• TASK INSTRUCTIONS
In the records below, tally every line containing "state". Report only the total.

• TASK INPUT
PR #166, opened 2020-06-29
Add a game separator message to visually separate a new game from pre…

cai-jack:
…vious one in the chat box.

people tend to click on finish game and start right away, making it difficult to read about last game's summary.

We may need to improve this so that just finished game can be better summarized and presented. But for now, this will make it easier so that no one needs to type in something  like "=========" quickly before a new game starts

### DIFF
--- a/core/src/interactive.rs
+++ b/core/src/interactive.rs
@@ -75,10 +75,7 @@ impl InteractiveGame {
             (Message::StartGame, GameState::Initialize(ref mut state)) => {
                 info!(logger, "Starting game");
                 self.state = GameState::Draw(state.start()?);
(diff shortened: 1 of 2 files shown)


rbtying:
Rather than adding a game-separator message to be emitted from the backend, can we update the frontend to handle the render Starting Game message better, similar to how we do for played cards?

You can add a case here:
https://github.com/rbtying/shengji/blob/master/frontend/src/ChatMessage.tsx#L26

though you might need to update the type listing in types.ts to include StartingGame

cai-jack:
use front end chat msg rendering instead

• RESPONSE FOR THIS EXERCISE
2